■ **What is expected**
Please return every line below that contains the string "files".

■ **Saved entries**

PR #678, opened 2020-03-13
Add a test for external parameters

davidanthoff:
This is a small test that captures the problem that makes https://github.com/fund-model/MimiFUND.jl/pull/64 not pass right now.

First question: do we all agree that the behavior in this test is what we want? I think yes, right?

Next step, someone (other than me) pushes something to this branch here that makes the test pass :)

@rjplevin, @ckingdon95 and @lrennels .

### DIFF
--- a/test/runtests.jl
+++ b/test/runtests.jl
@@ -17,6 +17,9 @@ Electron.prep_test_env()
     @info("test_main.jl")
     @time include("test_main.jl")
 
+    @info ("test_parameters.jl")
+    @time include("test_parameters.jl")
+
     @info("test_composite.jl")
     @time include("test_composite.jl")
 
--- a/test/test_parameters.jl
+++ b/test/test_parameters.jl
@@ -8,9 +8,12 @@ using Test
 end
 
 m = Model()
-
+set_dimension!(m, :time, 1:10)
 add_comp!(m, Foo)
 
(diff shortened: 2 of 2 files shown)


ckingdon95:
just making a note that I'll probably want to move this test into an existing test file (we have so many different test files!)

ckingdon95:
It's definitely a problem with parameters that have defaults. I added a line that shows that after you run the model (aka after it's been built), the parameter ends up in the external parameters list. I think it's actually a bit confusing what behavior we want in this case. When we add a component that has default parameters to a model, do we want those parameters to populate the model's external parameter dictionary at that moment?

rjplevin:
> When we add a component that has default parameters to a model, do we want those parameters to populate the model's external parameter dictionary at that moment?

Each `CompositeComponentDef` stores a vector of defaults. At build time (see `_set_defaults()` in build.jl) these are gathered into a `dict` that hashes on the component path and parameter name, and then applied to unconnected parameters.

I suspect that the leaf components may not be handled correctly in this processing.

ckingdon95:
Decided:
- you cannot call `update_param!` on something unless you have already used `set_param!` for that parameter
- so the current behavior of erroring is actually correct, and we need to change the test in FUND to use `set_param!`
---
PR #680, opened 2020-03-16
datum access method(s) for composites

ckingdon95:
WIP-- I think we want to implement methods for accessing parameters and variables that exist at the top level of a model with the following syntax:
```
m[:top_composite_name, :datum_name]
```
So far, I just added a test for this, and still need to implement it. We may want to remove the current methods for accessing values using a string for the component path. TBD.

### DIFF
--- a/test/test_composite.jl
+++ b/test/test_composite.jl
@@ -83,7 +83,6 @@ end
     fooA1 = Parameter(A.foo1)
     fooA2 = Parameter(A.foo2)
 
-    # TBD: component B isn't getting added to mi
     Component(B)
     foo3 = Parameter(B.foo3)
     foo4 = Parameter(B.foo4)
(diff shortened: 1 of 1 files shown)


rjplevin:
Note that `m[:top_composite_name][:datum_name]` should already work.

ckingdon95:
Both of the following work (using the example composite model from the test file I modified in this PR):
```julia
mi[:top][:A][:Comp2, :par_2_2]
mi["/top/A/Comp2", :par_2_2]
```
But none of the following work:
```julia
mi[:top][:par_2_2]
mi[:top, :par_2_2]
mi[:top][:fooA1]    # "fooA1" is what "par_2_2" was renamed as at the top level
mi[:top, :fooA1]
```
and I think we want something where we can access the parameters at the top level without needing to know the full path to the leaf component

■ **Response**
(diff shortened: 2 of 2 files shown)
just making a note that I'll probably want to move this test into an existing test file (we have so many different test files!)
(diff shortened: 1 of 1 files shown)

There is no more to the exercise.